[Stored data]
BEGIN
PR #442, opened 2021-06-17
Remember brightness changes on ExoPlayer

CarlosOlivo:
Closes #418

PR #444, opened 2021-06-19
Follow state changes for brightness & gesture preference

CarlosOlivo:
Complement of #442

I think I found an error in your library @Maxr1998, or I am using it incorrectly?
END
▸ Task details:
Exactly as written, please output every entry.

▸ Expected answer:
PR #442, opened 2021-06-17
Remember brightness changes on ExoPlayer

CarlosOlivo:
Closes #418

PR #444, opened 2021-06-19
Follow state changes for brightness & gesture preference

CarlosOlivo:
Complement of #442

I think I found an error in your library @Maxr1998, or I am using it incorrectly?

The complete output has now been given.